The densifier and optimizer networks are trained jointly in an end-to-end manner in a second training stage, while the initializer remains frozen. Losses are applied at each timestep of the optimization loop, with gradients detached between timesteps to focus on predicting the next improvement step.
After the learned iterative optimization, the surface mesh is extracted by rendering depth maps from training views and performing TSDF fusion, similar to 2DGS. Optional post-training with a few thousand steps of standard gradient descent can further refine the results.
Implementation Considerations:
- Voxel Grid: The choice of voxel size (vd) and number of Gaussians per voxel (vg) impacts resolution and memory. The paper uses vd=4cm and vg=2.
- Network Architecture: Sparse 3D convolutions are used for efficiency in handling large scenes. The optimizer uses a UNet structure.
- Training Stages: Training is split into two stages: initializer training and joint densifier/optimizer training. This modularity allows focusing on different aspects of the reconstruction process.
- Gradient Accumulation: Gradients are accumulated across a batch of training images (e.g., 100) before being fed to the optimizer.

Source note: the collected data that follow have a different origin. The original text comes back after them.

Issue #3057, opened 2024-09-24
[r] Use libtiledbsoma for schema evolution


johnkerl:
Currently done using the tiledb-r path which we're removing as a dependency.

#2406 

[[sc-55679]](https://app.shortcut.com/tiledb-inc/story/55679/r-use-libtiledbsoma-for-schema-evolution)

johnkerl:
It looks like I can move this to `libtiledbsoma` pretty much verbatim
https://github.com/single-cell-data/TileDB-SOMA/blob/1.14.2/apis/python/src/tiledbsoma/pytiledbsoma.cc#L139-L204
and then I can re-use that for R.

CC @nguyenv in case I'm missing something

PR #3100, opened 2024-10-01
[c++/python/r] Use `libtiledbsoma` for R schema evolution

johnkerl:
**Issue and/or context:** This is an item on #2406: in particular #3057 / [[sc-55679]](https://app.shortcut.com/tiledb-inc/story/55679/r-use-libtiledbsoma-for-schema-evolution)/

**Changes:**

* Move the `pybind11` `update_dataframe` entirely to `libtiledbsoma` (it's ready to go, no mods needed)
* Call that from R, removing another TileDB-R callsite

**Notes for Reviewer:**

See also #3115.


mojaveazure (approved):
Left some suggestions where we can be a bit more performant; I'd strongly recommend using them, but if you don't want then ignore and 🚢

PR #3111, opened 2024-10-01
[c++/python] Check `arrow_is_string_type` in `_update_dataframe`

nguyenv:
- Rename `ArrowAdapter::_isvar` to `ArrowAdapter::arrow_is_string_type` and expose in public API
- In pybind11 `SOMAArray._update_dataframe`, check if the Arrow column's type is a string type and set the `Attr`'s cell value to `TILEDB_VAR_NUM` if so


johnkerl (approved):
🚢 
Thank you @nguyenv ! :)

johnkerl:
Note: found on R-side debug on #3057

- Memory Management: Importance sampling in the densifier is crucial to limit the number of new Gaussians added per iteration and manage memory usage during training.

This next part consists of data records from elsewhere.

PR #3113, opened 2024-10-02
[c++/python] Push `update_dataframe_schema` down to `libtiledbsoma`

johnkerl:
**Issue and/or context:** For #3057 [[sc-55679]](https://app.shortcut.com/tiledb-inc/story/55679/r-use-libtiledbsoma-for-schema-evolution)

**Changes:**

On the R side we'll need to use `libtiledbsoma` rather than TileDB-R for schema evolution. Meanwhile the logic currently in our `pybind11` layer can go directly into `libtiledbsoma` where our `Rcpp` layer can call it.

**Notes for Reviewer:**

No functional change: only code motion. No new unit tests: all existing tests should pass.

### DIFF
--- a/apis/python/src/tiledbsoma/pytiledbsoma.cc
+++ b/apis/python/src/tiledbsoma/pytiledbsoma.cc
@@ -138,75 +138,14 @@ PYBIND11_MODULE(pytiledbsoma, m) {
             "consolidate_and_vacuum", &PlatformConfig::consolidate_and_vacuum);
 
     m.def(
-        "_update_dataframe",
+        "_update_dataframe_schema",
         [](std::string uri,
            std::shared_ptr<SOMAContext> ctx,
            std::vector<std::string> drop_attrs,
            std::map<std::string, std::string> add_attrs,
            std::map<std::string, std::pair<std::string, bool>> add_enmrs) {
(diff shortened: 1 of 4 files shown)


apis/python/src/tiledbsoma/pytiledbsoma.cc
```diff
@@ -138,75 +138,14 @@ PYBIND11_MODULE(pytiledbsoma, m) {
...
-                        ordered));
-                    AttributeExperimental::set_enumeration_name(
-                        *ctx->tiledb_ctx(), attr, attr_name);
-                }
-
-                se.add_attribute(attr);
-            }
-            se.array_evolve(uri);
+            SOMADataFrame::update_dataframe_schema(
+                uri, ctx, drop_attrs, add_attrs, add_enmrs);
```
nguyenv, line 148: Are there issue binding directly using `m.def("_update_dataframe_schema", &SOMADataFrame::update_dataframe_schema)`?

nguyenv (approved):

apis/python/src/tiledbsoma/pytiledbsoma.cc
johnkerl: Good call! :) 🤔 👀

PR #3126, opened 2024-10-03
[python] `tiledbsoma.io.to_anndata` performance work

bkmartinjr:
**Issue and/or context:**

Performance of `soma.io.to_anndata` is important for Experiment ETL to AnnData/H5AD.

**Changes:**

* Add parallelism in `soma.io.to_anndata` to take advantage of concurrent I/O and compute operations.
* Release GIL in latent `open` IO operations
* Minor code refactoring in expectation of a future integration of a new COO->CSR converter

**Notes for Reviewer:**

There are no changes to the logic. This PR simply parallelizes IO operations, and increases concurrency by releasing the GIL in costly C++ 'open' operations (which pre-fetch metadata, etc). Changes will slightly increase peak memory use in some cases.


johnkerl (approved):

apis/python/src/tiledbsoma/soma_object.cc
```diff
@@ -58,8 +58,11 @@ void load_soma_object(py::module& m) {
...
                std::optional<std::string> clib_type) -> py::object {
                 try {
-                    auto soma_obj = SOMAObject::open(
-                        uri, mode, context, timestamp, clib_type);
+                    auto soma_obj = ([&]() {
+                        py::gil_scoped_release release;
+                        return SOMAObject::open(
+                            uri, mode, context, timestamp, clib_type);
+                    })();
                     auto soma_obj_type = soma_obj->type();
```
nguyenv, line 66: Was wondering if this is the same as doing

```
py::gil_scoped_release release;
auto soma_obj = SOMAObject::open(
                        uri, mode, context, timestamp, clib_type);
py::gil_scoped_acquire acquire;
```

apis/python/src/tiledbsoma/io/outgest.py
```diff
@@ -472,6 +522,10 @@ def _extract_uns(
     for key, value in collection.metadata.items():
         if level == 0 and uns_keys is not None and key not in uns_keys:
             continue
+        if key in extracted:
+            # This should not be possible, as it implies we wrote the same key to the collection and metadata.
+            # Just skip if it happens, as a precaution.
+            continue
```
nguyenv, line 528: Should this error out or give some sort of warning?

apis/python/src/tiledbsoma/io/outgest.py
```diff
@@ -300,44 +311,73 @@ def to_anndata(
...
+    obsm = _resolve_futures(obsm)
+    varm = _resolve_futures(varm)
+    obsp = _resolve_futures(obsp)
+    varp = _resolve_futures(varp)
+    anndata_X = anndata_X_future.result() if anndata_X_future is not None else None
+    uns: UnsDict = (
+        _resolve_futures(uns_future.result(), deep=True)
+        if uns_future is not None
+        else {}
+    )
```
nguyenv, line 379:
```suggestion
    uns: UnsDict = _resolve_futures(uns_future.result(), deep=True) or {}
```

nguyenv: But it looks like `_resolve_futures` only returns a `Dict` and not `Optional[Dict]`, so could be further simplified to `uns: UnsDict = _resolve_futures(uns_future.result(), deep=True)`?

apis/python/src/tiledbsoma/soma_object.cc
bkmartinjr: I'm not a pybind expert, but I believe it is the same (with a bit more overhead due to the need to destruct both objects).

I did the lambda because I wanted a protected scope, to ensure we didn't accidentally add any code that messed with python objects (I believe this was the bug in the previous PR).

So, TL;DR - it is mostly style, if I understand things correctly.

apis/python/src/tiledbsoma/io/outgest.py
bkmartinjr: metaphysical question as it implies it is a bug - I'm not sure it is as we don't have clear semantics defined for uns  when a user modifies it to contain duplicate keys (e.g., if a user ingests an H5AD, the manually modifies the `uns` data using the SOMA API, is that a bug)?

Previously the code treated the contents of `metadata` as having precedence over the Collection contents.  This code simply reverses that precedence (which in retrospect, is probably a backward-compat breaking change).

@johnkerl - do you have an opinion which should have precedence in the case that both `uns.metadata["key"]` and `uns["key"]` exist?  I think the options are:
* generate error 
* metadata wins
* collection wins
Previous behavior was "metadata wins".

it can definitely happen with post-ingest modification by a user.

bkmartinjr: BTW, I'm going to push a commit that reverts to the historical behavior (i.e., doesn't break backward compat).  But the open question remains - what we _want_ to happen.

johnkerl: @bkmartinjr I think 'keep same' is best -- whatever we may or may not have documented, I think:

* switching the order will break no one and no one will notice; or
* for someone for whom the order matters in ways they might not even realize in their data pipelines, something weird may start happening

bkmartinjr: Concur - just pushed the mod.

PR #3128, opened 2024-10-04
[python] Fix `MultiscaleImage.read_spatial_region` full region read

jp-dark:
The `read_spatial_region` method should be able to accept `None` for a region. When this is provided, the whole array is returned.


johnkerl (approved):

aaronwolen (approved):
Looks good!

PR #2964, opened 2024-09-06
[python] New-shape testing for `tiledbsoma.io` [WIP]

johnkerl:
**Issue and/or context:** As tracked on issue #2407 / [[sc-51048]](https://app.shortcut.com/tiledb-inc/story/51048). Atop #2950.

Note that the intended Python and R API changes are all agreed on and finalized as described in #2407.

**Changes:**

Tracks the things needing changed for `tiledbsoma.io` wherein explicit resize will play a key role.

**Notes for Reviewer:**

This PR is a work in progress. It is not ready for review.

PR #3130, opened 2024-10-04
[c++] Propagate Python/R function names to C++ for upgrade/resize methods

johnkerl:

**Changes:**

* This is underpinning for #2964
* As @nguyenv pointed out, it might be nice for the C++ layer to just return enums only ...
* ... but as I pointed out
  * informative messages really require specific context such as the user-provided shape and the limit it ran into
  * I don't want to write those all twice in Python and R
  * So we are making user-presentable strings in the C++ code
* That said, we should not be hard-coding the function names from the caller -- given that C++ is creating user-facing error strings _on behalf of_ Python and R, the C++ code should enable and empower the Python/R code to pass in their function names (whatever those are)

**Notes for Reviewer:**

Despite the line-count this is a trivial PR. I'm splitting out this PR (as well as recents #3125 #3127 #3130) in order to clear the picture for #2964 which is the contentful goal of my recent work this week.

### DIFF
--- a/apis/python/src/tiledbsoma/soma_dataframe.cc
+++ b/apis/python/src/tiledbsoma/soma_dataframe.cc
@@ -161,7 +161,8 @@ void load_soma_dataframe(py::module& m) {
             "resize_soma_joinid_shape",
             [](SOMADataFrame& sdf, int64_t newshape) {
                 try {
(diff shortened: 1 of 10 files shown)


nguyenv (approved):

johnkerl:
Thanks @nguyenv !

- Loss Functions: A combination of photometric (Lc), geometric (Ld, Ln), and structural (Locc, Ldist) losses are necessary to supervise the different networks effectively towards accurate surface reconstruction.
Real-World Application:
QuickSplat is primarily demonstrated for large-scale indoor scene reconstruction using multi-view RGB images. Its advantages make it suitable for applications requiring fast and accurate 3D models from image sequences, such as:
- Digital Twin creation: Rapidly generating detailed 3D models of indoor environments for simulation, visualization, or asset management.
- AR/VR content creation: Creating static 3D environments for immersive experiences faster than traditional methods.

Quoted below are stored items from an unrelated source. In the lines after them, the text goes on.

PR #3136, opened 2024-10-04
[c++,python] Fix default reads on unwritten dense arrays

nguyenv:
**Issue and/or context:**

Found issue while working on spatial's `MultiscaleImage` and erroring out when applying `read_spatial_region` to a level that had not been written to yet.

**Changes:**

* Add new `non_empty_domain_slot_opt` alongside `non_empty_domain_slot` that returns `std::nullopt` if it is empty rather than (0, 0)
* Fix logic in C++ `ManagedQuery::setup_read` to check if the array has been written to yet. If it hasn't, set the subarray to use soma_dim_0's full domain. Otherwise, use the non-empty domain as before
* Also fix logic in Python `DenseNDArray.read` to use the new `non_empty_domain_slot_opt` and correctly set the `data_shape` to the full domain if the array has not been written to yet
* Add unit test in pytest

### DIFF
--- a/libtiledbsoma/src/soma/soma_array.h
+++ b/libtiledbsoma/src/soma/soma_array.h
@@ -722,12 +722,48 @@ class SOMAArray : public SOMAObject {
 
     /**
      * Retrieves the non-empty domain from the array. This is the union of the
-     * non-empty domains of the array fragments.
+     * non-empty domains of the array fragments. Returns (0, 0) for empty
+     * domains.
      */
     template <typename T>
     std::pair<T, T> non_empty_domain_slot(const std::string& name) const {
         try {
             return arr_->non_empty_domain<T>(name);
+        } catch (const std::exception& e) {
+            throw TileDBSOMAError(e.what());
+        }
+    }
+
+    /**
+     * Retrieves the non-empty domain from the array. This is the union of the
+     * non-empty domains of the array fragments. Return std::nullopt for empty
+     * domains.
+     */
+    template <typename T>
+    std::optional<std::pair<T, T>> non_empty_domain_slot_opt(
+        const std::string& name) const {
+        try {
+            int32_t is_empty;
+            T ned[2];
+
+            // TODO currently we need to use the TileDB C API in order to check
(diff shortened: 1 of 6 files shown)


libtiledbsoma/src/soma/soma_array.h
```diff
@@ -733,6 +734,41 @@ class SOMAArray : public SOMAObject {
...
+     * domains.
+     */
+    template <typename T>
+    std::optional<std::pair<T, T>> non_empty_domain_slot_opt(
+        const std::string& name) const {
+        try {
+            int32_t is_empty;
+            T ned[2];
+
+            // TODO currently we need to use the TileDB C API in order to check
```
johnkerl, line 749: Do we have a tracking task with @teo-tsirpanis ? If not please open one! :)

libtiledbsoma/src/soma/soma_array.h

- Robotics mapping: Generating dense and accurate maps for navigation and interaction in complex indoor spaces. The learned priors help in challenging areas often encountered by robots (e.g., large, featureless walls).
The method demonstrates significant speed-ups (8x faster optimization) and improved geometry quality (lower depth errors and Chamfer distance) compared to state-of-the-art baselines like 2DGS, SuGaR, and GS2Mesh on the ScanNet++ dataset. It also shows promising generalization results on the ARKitScenes dataset without fine-tuning.
While QuickSplat significantly improves efficiency and robustness in many cases, limitations remain, such as difficulties with highly reflective surfaces and dynamic scenes. Future work could explore integrating it with real-time SLAM systems for online reconstruction or extending it to handle non-static environments.